Data section ▸
★ ★ ★ ★ ★

Issue #311, opened 2026-05-11
Add behaviors to independent shellcommand to allow for status of 'error'


vanderpol:
In the current design of the independent shellcommand, any errors that occur when running arbitrary system commands are captured as part of standard out, but have no impact the status of the collected item.  This is by design, as certain commands, such as a find command may return back a bit of noise. 

Proposal:  Add a behavior to give the content author control of what standard errors mean, and if they should be displayed

For the behavior, some options are

- Include_stderror   (include standard error in the system data item, but it has no impact on the item's status, default)
- Ignore_stderror  (exclude all stderror messages, same as if command redirected stderror /dev/null)
- Item_error_if_stderror  (include standard error messages in the system data item, AND mark the system data item status as 'error')

We could also give the content author complete control and put in a stderror pattern in the object to allow content authors to filter and only see certain errors as they see fit.

Thoughts?

solind:
I recall feeling strongly that the item needed to have stderr lines that were distinct from the stdout lines, because they are completely different character streams and where one result will appear to be interleaved within another is completely the result of non-deterministic race conditions.  I'm guessing that's not what was decided, and now everyone can appreciate my wisdom LOL

solind:
This makes sense. In many ways, a Powershell script is just like any other script or executable -- the script's author has the ability to determine whether or not a runtime error results in a particular exit code. Therefore it makes sense to be able to control the desired behavior of the OVAL shellcommand, as the content-author and the script author may have different needs with regards to error control.

PR #314, opened 2026-05-13
Added behavior to shellcommand to allow for error status per #311

vanderpol:
Per discussions on #311 I've implemented the shellcommand behaviors


solind (approved):
Looks good to me.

★ ★ ★ ★ ★

Your objective ▸ Go through the preceding material and copy each line that has the word "what".

Response to the task ▸
Proposal:  Add a behavior to give the content author control of what standard errors mean, and if they should be displayed
I recall feeling strongly that the item needed to have stderr lines that were distinct from the stdout lines, because they are completely different character streams and where one result will appear to be interleaved within another is completely the result of non-deterministic race conditions.  I'm guessing that's not what was decided, and now everyone can appreciate my wisdom LOL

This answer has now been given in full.